4 Changed: Mrs. Danvers’ Death
The novel ends somewhat ambiguously with Maxim and the new Mrs. de Winter witnessing Manderley on fire, with the implication being that Mrs. Danvers has set it ablaze.
However, the adaptation continues telling the story from there, as Mrs. de Winter witnesses Mrs. Danvers drowning herself, permanently tying together her fate with Rebecca’s.
3 The Same: The Costume Ball
The costume ball scene from the original novel is one of its most memorable moments ― the tipping point in Mrs. Danvers’ emotional torture of Mr. de Winter’s new bride. Danvers encourages Mrs. de Winter to wear a dress to the costume ball based off of the one worn by one of Maxim’s ancestors, Caroline de Winter, hiding the fact that Rebecca wore the same dress one year before.
This scene is kept intact in the adaptation as a way of showing Danvers’ contempt for the new Mrs. de Winter ― tricking her into comparing herself to her predecessor as a way of showing her she’ll never live up to that image.
2 Changed: The Ending
As the book version ends with Manderley burning to the ground, there’s a lot left ambiguous about how Mr. and Mrs. de Winter’s relationship will progress.
Wheatley’s version at least gives a sort of resolution to their story; he shows them happy and content, looking for a new home where they can start over. But as Wheatley stated himself, this version is more bittersweet than anything else because of the implications caused by Maxim admitting to Rebecca’s murder.

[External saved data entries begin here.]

PR #2466, opened 2026-03-02
Fix contentDispositionAttachmentAndFileName to use RFC 5987 encoding

andreytroeglazov:
- Replaces the raw filename="..." format with filename*=UTF-8''<percent-encoded> (RFC 5987) in contentDispositionAttachmentAndFileName, preventing SignatureDoesNotMatch errors from S3 when filenames contain spaces, special characters, or non-ASCII bytes.
- Adds hspec tests covering plain ASCII, spaces, special characters, and Unicode filenames.


mpscholten (approved):
Thanks 👍 great!

PR #2491, opened 2026-03-10
Support datetime-local input format in ParamReader and InputValue

amitaibu:
## Summary
- Add `%Y-%m-%dT%H:%M` (datetime-local) and `%Y-%m-%dT%H:%M:%S` (seconds without Z) formats to `ParamReader UTCTime` and `ParamReader LocalTime`, so form submissions from `dateTimeField` are parsed correctly
- Add `%Y-%m-%dT%H:%M:%S%Q` format to support fractional seconds without Z (e.g. `2020-11-08T12:03:35.123`), as browsers can submit these when `step` is set to sub-second precision
- Introduce `DateTimeValue` typeclass used by `dateTimeField` to format values in `datetime-local` compatible format (`YYYY-MM-DDTHH:MM`), without changing `InputValue UTCTime` (which retains full ISO 8601 precision for other uses)
- Deduplicate date parsing logic into shared `readDateTimeParameter` function
- Add tests for all new formats (both `readParameter` and `readParameterJSON`)

## Problem
HTML `<input type="datetime-local">` submits values like `2020-11-08T12:03` (no seconds, no timezone suffix). The existing `ParamReader UTCTime` only accepted `2020-11-08T12:03:35Z` or `2020-11-08`, causing `dateTimeField` values to fail on form submission with "has to be a valid date and time".

Similarly, `dateTimeField` needed to format values in `datetime-local` compatible format for the browser to display them correctly. This is handled by the new `DateTimeValue` typeclass, keeping `InputValue UTCTime` unchanged for other contexts.

## Test plan
- [x] All existing wai-request-params tests pass (110 examples, 0 failures)
- [x] New tests for `datetime-local` format, seconds-without-Z, and fractional-seconds-without-Z parsing added for both `UTCTime` and `LocalTime`
- [x] Verified in a real IHP app that `dateTimeField` now displays defaults and round-trips correctly

### DIFF
--- a/wai-request-params/Test/Wai/Request/ParamsSpec.hs
+++ b/wai-request-params/Test/Wai/Request/ParamsSpec.hs
@@ -280,6 +280,9 @@ spec = do
                 it "should accept datetime-local format with seconds (no Z)" $ do
                     (tshow (readParameter @UTCTime "2020-11-08T12:03:35")) `shouldBe` ("Right 2020-11-08 12:03:35 UTC")
 
+                it "should accept fractional seconds without Z" $ do
+                    (tshow (readParameter @UTCTime "2020-11-08T12:03:35.123")) `shouldBe` ("Right 2020-11-08 12:03:35.123 UTC")
+
                 it "should accept dates" $ do
                     (tshow (readParameter @UTCTime "2020-11-08")) `shouldBe` ("Right 2020-11-08 00:00:00 UTC")
 
@@ -295,6 +298,9 @@ spec = do
                 it "should accept JSON datetime-local strings with seconds (no Z)" $ do
                     (tshow (readParameterJSON @UTCTime (json "\"2020-11-08T12:03:35\""))) `shouldBe` ("Right 2020-11-08 12:03:35 UTC")
 
+                it "should accept fractional seconds without Z via JSON" $ do
+                    (tshow (readParameterJSON @UTCTime (json "\"2020-11-08T12:03:35.123\""))) `shouldBe` ("Right 2020-11-08 12:03:35.123 UTC")
+
             describe "LocalTime" $ do
                 it "should accept timestamps" $ do
                     (tshow (readParameter @LocalTime "2020-11-08T12:03:35Z")) `shouldBe` ("Right 2020-11-08 12:03:35")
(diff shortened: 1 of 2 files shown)


amitaibu:
| Before | Before validtion error | After |
| - | - | - |
| image | image | image |

amitaibu:
@mpscholten I think the review was for the older version? As we don't have changes on `ModelSupportSpec`

amitaibu:
Back to draft, I want to ensure it's working on my app, after the changes

amitaibu:
Seems to be working :smile:

mpscholten (commented):
Thanks for the update, the `InputValue` revert looks good!

One suggestion for the `dateTimeField` implementation: instead of the `Text.take 16` string truncation, we could introduce a small `DateTimeValue` typeclass:

```haskell
class DateTimeValue a where
    dateTimeValue :: a -> Text
    default dateTimeValue :: FormatTime a => a -> Text
    dateTimeValue time = cs (formatTime defaultTimeLocale "%Y-%m-%dT%H:%M" time)

instance DateTimeValue UTCTime
instance DateTimeValue LocalTime

instance DateTimeValue a => DateTimeValue (Maybe a) where
    dateTimeValue (Just time) = dateTimeValue time
    dateTimeValue Nothing = ""
```

Then `dateTimeField` becomes:

```haskell
dateTimeField :: forall fieldName model value.
    ( ?formContext :: FormContext model
    , HasField fieldName model value
    , HasField "meta" model MetaBag
    , KnownSymbol fieldName
    , InputValue value
    , DateTimeValue value
    , KnownSymbol (GetModelName model)
    ) => Proxy fieldName -> FormField
dateTimeField alpha =
    (textField alpha)
        { fieldType = DateTimeInput
        , fieldValue = dateTimeValue ((getField @fieldName model) :: value)
        }
```

This has two benefits:

1. **Type safety**: Right now `dateTimeField #isEnabled` compiles fine on a `Bool` field — it just renders nonsense in a datetime-local input. With the `DateTimeValue value` constraint, that becomes a compile error. Only `UTCTime`, `LocalTime`, and their `Maybe` variants are accepted.

2. **No string manipulation**: Uses `formatTime` directly instead of serializing to ISO 8601 and then truncating the string. The formatting is explicit rather than relying on the output of `inputValue` being at least 16 chars with a `T` in the right place.

Also worth considering: `<input type="datetime-local">` can also submit with seconds when `step` is set (e.g. `step="1"` produces `2020-11-08T12:03:35` without `Z`). Might be worth adding `%Y-%m-%dT%H:%M:%S` (no `Z`) to the `ParamReader` as well to cover that case.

1 The Same: Rebecca’s Motives
In both the book and movie versions of Rebecca, the new Mrs. de Winter learns from Maxim that Rebecca was actually an insufferable, selfish bully rather than an idealistic companion: what Mrs. de Winter thought she knew about Rebecca was simply a façade.
Rebecca’s motive for manipulating her husband into killing her (by telling him that she’s having another man’s child and he’ll be forced to raise it as his) is that she’s been diagnosed with cancer. She fears a slow and painful death, so she decides to speed up her demise while bringing Maxim down with her.